Il était impossible dans l’immédiat de connaître le montant total des dommages et intérêts, ni même le nombre précis de cas de discriminations reconnues. La centaine de Chibanis (« cheveux blancs » en arabe), présents mercredi à la cour d’appel, ont attendu une heure pendant que les avocats consultaient une partie des arrêts rendus. Puis leur avocate est sortie, les bras en l’air et émue aux larmes, pour annoncer que c’était « gagné« , avant d’être portée en triomphe.
« Il y a eu aujourd’hui la confirmation des condamnations (pour discrimination) obtenues en première instance en matière de carrière et de retraite et nous avons obtenu en plus des dommages et intérêts pour préjudice moral » et pour « préjudice de formation », a déclaré Clélie de Lesquen-Jonas, sous les vivas et les sifflets.
« C’est un grand soulagement, une grande satisfaction« , a-t-elle commenté.
Après moult renvois et plus de douze ans de procédure pour certains, la quasi-totalité des plaignants avaient obtenu gain de cause en premier ressort en septembre 2015. Mais l’entreprise avait fait appel de cette décision qui la condamnait à plus de 170 millions de dommages et intérêts. Dans une déclaration à l’AFP, la SNCF a dit « prend(re) acte » de la décision rendue mercredi.
Ses avocats vont « étudier les décisions prises par la Cour d’appel pour chacun des 848 dossiers » et « à l’issue de cette analyse, SNCF Mobilités se réserve le droit d’un éventuel pourvoi en cassation« , a-t-elle précisé.
Les cheminots, marocains pour la plupart (la moitié ont été naturalisés), ont été embauchés entre 1970 et 1983 par la SNCF, majoritairement comme contractuels, et n’ont pas bénéficié du « statut » plus avantageux des cheminots, réservé aux ressortissants européens, sous condition d’âge.
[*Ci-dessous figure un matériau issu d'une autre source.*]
PR #1811, opened 2019-12-11
Mutations in UIElements should not be propagated / force render

mlewand:

Fix: Change in UIElement view will no longer force a view render nor will it trigger mutations event on the document. Closes ckeditor/ckeditor5#5600.

---

### Additional information

The tests are passing, but this change needs to be carefully tested manually.

* image resize doesn't play well with it (toolbar is stuck in place during resize) - that's fine as we're going to hide it during resize (ckeditor/ckeditor5#5964)

I suggest few testing scenario:

* image style (aligning them, making sure that the toolbar moves properly)
* inline toolbar for table
* Cloud Features that use inline toolbar
* not sure if it might get with toolbar rotator?

Also it's good that we'll be able to merge it at the beginning of iteration, so there's a bigger chance that we'll catch nuances if any appear.

### DIFF
--- a/src/view/observer/mutationobserver.js
+++ b/src/view/observer/mutationobserver.js
@@ -244,7 +244,7 @@ export default class MutationObserver extends Observer {
 			}
 		}
 
-		// In case only non-relevant mutations were recorded it skips the event & force render (#5600).
+		// In case only non-relevant mutations were recorded it skips the event and force render (#5600).
 		if ( viewMutations.length ) {
 			this.document.fire( 'mutations', viewMutations, viewSelection );
 
--- a/src/view/observer/mutationobserver.js
+++ b/src/view/observer/mutationobserver.js
@@ -244,11 +244,14 @@ export default class MutationObserver extends Observer {
 			}
 		}
 
-		this.document.fire( 'mutations', viewMutations, viewSelection );
+		// In case only non-relevant mutations were recorded it skip event / force render for the sake of performance (#5600).
+		if ( viewMutations.length ) {
+			this.document.fire( 'mutations', viewMutations, viewSelection );
 
-		// If nothing changes on `mutations` event, at this point we have "dirty DOM" (changed) and de-synched
-		// view (which has not been changed). In order to "reset DOM" we render the view again.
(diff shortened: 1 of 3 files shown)


src/view/observer/mutationobserver.js
```diff
@@ -244,11 +244,14 @@ export default class MutationObserver extends Observer {
 			}
 		}
 
-		this.document.fire( 'mutations', viewMutations, viewSelection );
+		// In case only non-relevant mutations were recorded it skip event / force render for the sake of performance (#5600).
```
Reinmar:
```suggestion
		// In case only non-relevant mutations were recorded it skips the event & force render (#5600).
```

This is only logic to not do those two things. Improved performance is a side effect.

Reinmar:
I think it's much more complicated to test than what you described, Marek. This PR is about changes that are not part of the editing pipeline, but instead come from the external logic and go directly to UIElements or changes that do not translate into mutations on the view tree. The problem is – it can be pretty much everything and it can happen at random moments because it may be done by the browser.

Because of that, I'd merge this ASAP and just live with it for some time and see.

Reinmar:
Of course, Kacper and Filip, you can play with a couple of things but I think there are many more things that can go wrong so keep your eyes open :)

Reinmar:
One thing's missing – a note in `UIElement#render()` that when you want to update the UI after re-rendering your element, you should call `editor.ui.update()`.

mlewand:
Pushed the changes. I'm not entirely sure though if the wording is right so please double check this.

src/view/uielement.js
```diff
@@ -123,6 +123,9 @@ export default class UIElement extends Element {
 	 *			return domElement;
 	 *		};
 	 *
+	 * If you wish to trigger render of entire editor UI you should call {@link module:core/editor/editorui~EditorUI#update} method
```
Reinmar:
```suggestion
	 * If you wish to trigger render of entire editor UI you should call
	 * the {@link module:core/editor/editorui~EditorUI#update `editor.ui.update()`} method
```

Des « contractuels sont partis (en retraite) à 65 ans, alors que les cadres permanents sont partis à 55 ans », a ainsi expliqué à l’AFP Brahim Ydir, un des plaignants. « On a travaillé dix ans de plus » qu’eux avec des salaires inférieurs, sans avoir « le droit de monter les grades » ni d’avoir accès « aux soins gratuits », a-t-il dit.
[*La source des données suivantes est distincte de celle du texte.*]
PR #1815, opened 2020-01-23
Introduced Model#createOperationFromJSON

scofalik:

Feature: Introduced `Model#createOperationFromJSON` which is an alias for `OperationFactory#fromJSON`. Closes ckeditor/ckeditor5#6094.

---

### Additional information

I actually used `OperationFactory` inside `Model#createOperationFromJSON` -- less hassle and more backward compatible. If you don't like this solution, I can remove `OperationFactory` and fix related places (I think it was used in three places in our codebase).

### DIFF
--- a/src/model/model.js
+++ b/src/model/model.js
@@ -18,6 +18,7 @@ import ModelElement from './element';
 import ModelRange from './range';
 import ModelPosition from './position';
 import ModelSelection from './selection';
+import OperationFactory from './operation/operationfactory';
 
 import insertContent from './utils/insertcontent';
 import deleteContent from './utils/deletecontent';
@@ -753,6 +754,18 @@ export default class Model {
 	 */
 	createBatch( type ) {
 		return new Batch( type );
+	}
+
+	/**
+	 * Creates an `Operation` instance from a JSON object with the operation data (e.g. taken from a parsed JSON string).
+	 *
+	 * This is an alias for {@link module:engine/model/operation/operationfactory~OperationFactory#fromJSON}.
+	 *
+	 * @param {Object} json Deserialized JSON object.
+	 * @returns {module:engine/model/operation/operation~Operation}
+	 */
+	createOperationFromJSON( json ) {
+		return OperationFactory.fromJSON( json, this.document );
 	}
 
 	/**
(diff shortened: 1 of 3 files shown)


scofalik:
This changes was already tested and accepted by Cloud Services team.

src/model/operation/operationfactory.js
```diff
@@ -37,7 +37,7 @@ operations[ MergeOperation.className ] = MergeOperation;
  */
 export default class OperationFactory {
 	/**
-	 * Creates concrete `Operation` object from deserialized object, i.e. from parsed JSON string.
+	 * Creates an `Operation` instance from a JSON object with the operation data (e.g. taken from a parsed JSON string).
```
Reinmar:
```suggestion
	 * Creates an operation instance from a JSON object (parsed JSON string).
```

src/model/model.js
```diff
@@ -755,6 +756,18 @@ export default class Model {
 		return new Batch( type );
 	}
 
+	/**
+	 * Creates an `Operation` instance from a JSON object with the operation data (e.g. taken from a parsed JSON string).
```
Reinmar:
```suggestion
	 * Creates an operation instance from a JSON object (parsed JSON string).
```

Reinmar:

La décision de la cour d’appel est une « reconnaissance » des discriminations subies, cela « nous soulage un peu, mais la blessure est profonde », a réagi un autre plaignant, Ahmed Mikali, saluant une justice qui « a bien fonctionné dans ce cas ».
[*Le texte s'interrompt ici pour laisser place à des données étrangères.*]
PR #1816, opened 2020-01-23
Introduce BoxEdges typedef.

jodator:

Docs: Introduce `BoxEdges` type definition. Closes ckeditor/ckeditor5#6132.

ps.: I've also removed the `TopRifghtBottomLeft` nomenclature from methods and used `BoxEdges` instead. I think that this is way better then previous.

---

### Additional information

* I was annoyed to describe this object over and over again in https://github.com/ckeditor/ckeditor5-table/pull/224.

### DIFF
--- a/src/view/stylesmap.js
+++ b/src/view/stylesmap.js
@@ -887,7 +887,7 @@ function appendStyleValue( stylesObject, nameOrPath, valueOrObject ) {
  */
 
 /**
- * An object describing box edges values.
+ * An object describing box sides values.
  *
  *		const margin = {
  *			top: '1px',
@@ -896,10 +896,10 @@ function appendStyleValue( stylesObject, nameOrPath, valueOrObject ) {
  *			left: '7px'
  *		}
  *
- * @typedef {Object} module:engine/view/stylesmap~BoxEdges
+ * @typedef {Object} module:engine/view/stylesmap~BoxSides
  *
- * @property {String} top Top edge value.
- * @property {String} right Right edge value.
- * @property {String} bottom Bottom edge value.
- * @property {String} left Left edge value.
+ * @property {String} top Top side value.
+ * @property {String} right Right side value.
+ * @property {String} bottom Bottom side value.
+ * @property {String} left Left side value.
  */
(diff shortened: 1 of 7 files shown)


src/view/stylesmap.js
```diff
@@ -885,3 +885,21 @@ function appendStyleValue( stylesObject, nameOrPath, valueOrObject ) {
...
+ * An object describing box edges values.
+ *
+ *		const margin = {
+ *			top: '1px',
+ *			right: '3px',
+ *			bottom: '3px',
+ *			left: '7px'
+ *		}
+ *
+ * @typedef {Object} module:engine/view/stylesmap~BoxEdges
```
oleq: I think it should rather be box **sides** instead. Check out how w3 uses both terms https://www.w3.org/TR/CSS2/box.html (search for both):

### These are for edges:

> The perimeter of each of the four areas (content, padding, border, and margin) is called an "**edge**", so each box has four edges:
> * content **edge** or inner **edge**
> * padding **edge**
> * border **edge**
> ...

image

### These are for **sides** (and IMO this is what we want to say):

> The 'padding' shorthand property sets the padding for all four **sides** while the other padding properties only set their respective side.

> If there is only one component value, it applies to all **sides**. If there are two values, the top and bottom paddings are set to the first value and the right and left paddings are set to the second.

> The 'border-color' property can have from one to four component values, and the values are set on the different sides as for 'border-width'.

### Summary

So **edges** are more like contours **around** the box (containing or not containing the padding, border, etc.) and the box has always 4 **sides** (top, left, bottom, right).

jodator: Thanks! I've looked at MDN docs and saw the edges used mostly. But your explanaition & wording is better. I'll fix that :)

oleq:
What do we do about https://ckeditor.com/docs/ckeditor5/latest/api/module_utils_dom_getborderwidths.html#static-function-getBorderWidths? It should use the same typedef. 

Is it OK if it used the typedef from the engine? Or maybe the typedef should be defined somewhere else?

jodator:
> Is it OK if it used the typedef from the engine? Or maybe the typedef should be defined somewhere else?

IDK to be fair... I'll just write what comes to my mind:

1. it would be nice to have one typedef for that
2. OTOH we cannot introduce circular dependency engine -> utils -> engine
3. I can live with no typedef for utils stuff
4. I've just check and we already use `module:engine/view/observer` in keystrokehandler docs

...

I'd go with a follow up to iron this out (as the keystroke handler looks like in wrong place)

Tout au long de la procédure, le groupe public ferroviaire a nié une « quelconque politique discriminatoire à l’encontre des travailleurs marocains », estimant avoir constamment « veillé à l’égalité de traitement de tous ses agents dans l’environnement réglementaire décidé par les pouvoirs publics ».
Ces salariés « sans qualification » n’avaient « qu’une très faible chance, y compris s’ils avaient bénéficié des règles statutaires, d’arriver à une position cadre », avaient plaidé les avocats de la SNCF devant la cour d’appel.
Ce n’est pas l’avis du Défenseur des droits qui avait pointé, par la voix de son représentant, une discrimination « organisée, statutaire » qui n’est pas sans lien avec « notre histoire coloniale ».
Les parties s’étaient également opposées sur le montant des éventuels dommages et intérêts.
Les Chibanis ont demandé 628 millions d’euros en tout pour différents préjudices (carrière, retraite, formation, d’accès aux soins, santé, etc.), soit « 700.000 euros par demandeur », selon la SNCF qui juge ces chiffres « exorbitants ».